Neurologist and researcher Oskar Hansson, one of Sweden’s leadings figures in Alzheimer’s research

Who develops dementia and why? Usually, people do not develop the disease before the age of 55, and if they do it is most often an inherited form of Alzheimer’s. However, most people develop the disease later in life.

“When we have measured nationally and internationally, we see that those people who have a longer education have stronger protection against the disease. So, yes – mental activity provides some protection”, explains Oskar Hansson and continues:

“In exactly the same way as we build up muscles by training, we can exercise our brains to resist Alzheimer’s disease.”

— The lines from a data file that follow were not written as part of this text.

Issue #1108, opened 2018-08-10
Tooltip - Design Doc


mcarrano:
Introduce design documentation for Tooltip.

Related issue: #113

jgiardino:
@matthewcarleton, @rachael-phillips and I talked about Tooltips in the a11y review meeting today. 

The predominant pattern for accessible tooltips is to use `aria-describedby` or `aria-labelledby` to associate the tooltip text with the element that has focus, but there are some gaps where this doesn't work, which are noted in https://github.com/patternfly/patternfly-react/issues/789. These gaps are mainly cases where tooltips are used with static elements.

The conclusion that we came to is that instead of trying to create a solution that addresses these accessibility gaps, we should instead define in the design documentation that using tooltips on static elements is not recommended, and include suggestions for alternate solutions.

I've listed below some ideas on what we could suggest instead. @matthewcarleton also mentioned some examples where his team recently revised similar designs to use an alternate solution, so it would be great to see what his team has come up with, too.

Alternate suggestions for tooltips on static elements:

- Display the tooltip contents inline next to the element. For example, an icon that represents status could have the status stated (specifically for status that is not obvious from the icon).
- Display the contents in a popover
- For recurring tooltips, especially when the same contents could be repeated in a tooltip more than 10 times, consider creating a legend (i.e. a single place where this information can be accessed). Creating additional tab stops for static elements creates an additional burden for keyboard-only users.
  - Note that this case often occurs where tooltips are used to describe icons, and that an accessible name for these icons is still needed for screen readers. The recommended method for these is to include screen-reader-only text adjacent to the icon element.

abigaeljamie:
If we decide to create a doc on this, can we please include these UX writing guidelines for tooltips?  

- Keep your tooltips clear and concise. Use the fewest number of words you can without sacrificing meaning. 
- If the tooltip is a full sentence, end it with a period.   
- If information is needed for a user to complete a task (like a password character requirement), don’t hide it in a tooltip. Display it on the page instead.

mcarrano:
@mmenestr Do you think it makes sense to just fold this into the embedded assistance document that you are currently working on? It already references tooltips.

mmenestr:
Yes, that definitely makes sense! Just added @abigaeljamie's writing guidelines in the doc.
Do you think we should also add anything about accessibility for tooltips in there or no?

Issue #2871, opened 2022-03-10
Update tooltip and popover design guidelines


mmenestr:
Will be changing the tooltip to only be used for icons
Will be changing the popover to work on hover AND click

Not implemented yet - so holding

cc: @abigaeljamie

mmenestr:
Still on hold - there is an issue somewhere about it but never worked on

PR #2892, opened 2022-03-31
docs(Tooltip): add a11y docs

### LINKED ISSUE #2596: Add a11y documentation for Tooltip

thatblindgeye:
Closes #2596

[Tooltip a11y tab](https://patternfly-org-pr-2892-v4.surge.sh/v4/components/tooltip/accessibility)

Current implementation for a11y docs on the tooltip. This is based off of the current changes made in https://github.com/patternfly/patternfly-react/pull/7332 and https://github.com/patternfly/patternfly-react/pull/7335.

Additionally, I added in some verbiage in regards to tooltips on static elements. In https://github.com/patternfly/patternfly-org/issues/1108#issuecomment-495262558 it was mentioned that tooltips on static elements shouldn't be recommended. However, utilizing the pattern of `aria-live` instead of `aria-describedby` does seem to resolve the gaps mentioned.

Original comment:

One proposal I want to put out there is whether we should include verbiage for when a tooltip *shouldn't* be announced to screen reader users. Specifically, if an element already has a label (such as via `aria-label`), and the tooltip contents is essentially the same thing, should the tooltip then be prevented from being announced to screen reader users to avoid redundant/duplicate announcements? Or would the better approach be to avoid adding an `aria-label` if a tooltip is to be attached (as we've seen with using React refs, tooltips may not always be announced, though I've noticed a possible fix could be using `aria-live` on tooltips attached via ref)?

Using the [Tooltip on icon example](https://www.patternfly.org/v4/components/tooltip#on-icon), if the example code was changed so that the button had `aria-label="Copy contents to clipboard"`, a screen reader could announce both that and the tooltip contents, which would be redundant information. This could also be trying to solve a problem that may not really exist or not be a significant issue, though.

### DIFF
--- a/packages/v4/patternfly-docs/content/accessibility/tooltip/tooltip.md
+++ b/packages/v4/patternfly-docs/content/accessibility/tooltip/tooltip.md
@@ -17,20 +17,19 @@ The preferred method of using the tooltip is by wrapping it around its trigger v
 
 To ensure the tooltip is used accessibly, follow these steps when applicable:
 
-- When adding a tooltip to a static element, such as a `span` or `div`, you must ensure:
-    - The static element has `tabindex="0"` passed in, so that keyboard users can place focus on it to trigger the tooltip, and there is some form of styling to visually let users know the element can be focused/hovered (usually an underline on the text).
-    - When using the `children` prop, `aria-live="polite"` and `aria="none"` are passed into the tooltip. Tooltips on static elements do not always get announced by assistive technologies by default, so passing in `aria-live` allows the tooltip contents to be announced while `aria="none"` ensures the tooltip does not get announced more than once.
-- When the tooltip content is expected or intended to dynamically update and the `children` prop is being used, you must also pass in `aria-live="polite"` and `aria="none"` to ensure the updated content gets announced to users and that the the tooltip does not get announced more than once.
-- When passing in the `id` prop and using the `children` prop you should also pass in `aria="none"`, and then either `aria-describedby` or `aria-labelledby` to the tooltips' trigger. The aria attribute passed into the trigger should have the tooltips' `id` prop passed in as a value.
+- Tooltips should not be added to static elements, such as a `div` or `span`.
+- When a tooltip should act as the primary label for an element, pass in `aria="labelledby"`. When a tooltip should act as supplementary information, keep the default `aria="describedby"`.
+    - This pattern should also be followed when manually passing in the `aria-labelledby` or `aria-describedby` attribute to a trigger.
+- When using the `reference` prop, you should also pass in the `id` prop and then manually pass in `aria-labelledby` or `aria-describedby` to the trigger. The aria attribute passed into the trigger should have the tooltip `id` passed in as a value.
+    - If you are instead using the `children` prop and you want to manually pass in `aria-describedby` or `aria-labelledby` to a trigger, you should also pass in `aria="none"` to the tooltip.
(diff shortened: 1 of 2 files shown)


nicolethoen (dismissed):

jessiehuff (dismissed):
Looks good! Thanks for working on this! 🙂

thatblindgeye:
@nicolethoen from the backlog meeting earlier, I noticed one issue regarding Popover and adding hover functionality. After digging through that, based on issue #2871 + conversation in the issue linked in it, do you think it would be better to update the a11y docs for Tooltips taking into account these intended changes to Tooltip + Popover? For the most part may just be a case of re-adding the recommendation to not use tooltips on static elements, and then later adding in any other verbiage the design guidelines end up including.

nicolethoen:
> For the most part may just be a case of re-adding the recommendation to not use tooltips on static elements, and then later adding in any other verbiage the design guidelines end up including.

I think I agree - we should include the recommendation of not using tooltips on static elements and then we can follow up if recommendations evolve. 
The only exception being if we already are following the 'yet to be written' recommendations in the examples/demos and then it would just mean that the design guidelines would be one step behind the a11y docs which is not the end of the world.

jessiehuff (commented):
I really love these updates! I think it's a good call out that you're differentiating labeling from supplementary information. 

I think Nicole makes a good suggestion as well. Adding small snippets/examples helps make the points clearer and more consumable.

thatblindgeye:
@nicolethoen @jessiehuff I updated the tooltip doc with the new template. I also added in some code blocks/examples for certain things throughout. For examples with specific props, they're not exactly inline in the table and instead placed in sub-sections, so let me know what you think of that sort of layout or if you have other ideas for how to go about them

jessiehuff (commented):
I like the new template for this, but I find the top section a little confusing between the React and HTML/CSS bullet points. At first I thought that you meant that everyone needs to add all of those things. For example, I saw the point about adding the role and thought, "isn't that already added for you?" Then I realized that you meant if you're just using the HTML/CSS, not that you need to add HTML/CSS. Admittedly I think previously I just included the React suggestions before and kept the HTML/CSS in the customization section. However, I can understand why it might make sense to keep at the top, but I'd be curious what others think. Do you think it would be helpful for us to separate that into two different categories at the top to keep it clear? Or maybe it was just me that got confused haha.

thatblindgeye:
>Or maybe it was just me that got confused haha.

I definitely think you raise a valid point. What do you think of something along the lines of this instead:

```
- Pass in `role="tooltip"` to the element acting as the tooltip component if using the HTML/CSS library
- Pass in `aria="labelledby"` to the tooltip component if using the PatternFly React library, or the `aria-labelledby` attribute to the trigger if using the HTML/CSS library, when the tooltip should act as the primary label for its trigger

or use nested bullets to separate the two libraries:

- Pass in `aria="labelledby"` to the tooltip component if using the PatternFly React library when the tooltip should act as the primary label for its trigger.
    - Pass in the `aria-labelledby` attribute to the trigger if using the HTML/CSS library
```

The "if using X library..." could also be placed first, e.g. "If using the HTML/CSS library, pass in `role="tooltip"`...".

nicolethoen:
I think I like your second suggestion more. maybe something like:

To implement an accessible PatternFly tooltip:
  - Avoid using tooltips on static elements such as a div or span, except in cases of truncation.

Using react:
- Pass in aria="labelledby" when the tooltip should act as the primary label for its trigger (with snippet)

Using HTML/CSS:
- Set the aria-labelledby attribute on the trigger when the tooltip should act as the primary label for its trigger. (code snippet)
- Pass in the aria-describedby attribute to the trigger (HTML/CSS) when the tooltip should act as supplementary information. (code snippet)

nicolethoen (approved):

At present, there are no medicines that stop the course of the disease, and international pharmaceutical companies are investing heavily to develop antibodies against beta-amyloid and tau, which hopefully can prevent Alzheimer’s disease. Oskar Hansson and his research colleagues would like to help and investigate whether the antibodies do what they are supposed to do. However, Oskar Hansson considers that many pharmaceutical studies are carried out too late in the course of the disease, when a large number of the nerve cells have already died.

“It’s like trying to reverse a very serious heart failure – it’s difficult. We need to know more about the disease and as our work involves human subject studies, we believe we can develop relevant tools in order to see which people with mild memory problems have the beginnings of Alzheimer’s disease. In order to learn more, we are analysing healthy elderly people of which around 20 per cent have incipient Alzheimer’s disease, but do not as yet have symptoms.”

Oskar Hansson works for two days each month at the Memory Clinic at SUS in Malmö. He considers that it is not enough. As head of the department, he meets patients and their relatives.

“The days I feel best are the days when I have patients. It’s very satisfying to be able to investigate, diagnose and offer different types of treatment methods. Even though Alzheimer’s disease is difficult to diagnose, we have come an incredibly long way regarding diagnosis. Now, we need to find anti-retroviral drugs that stop the disease completely.”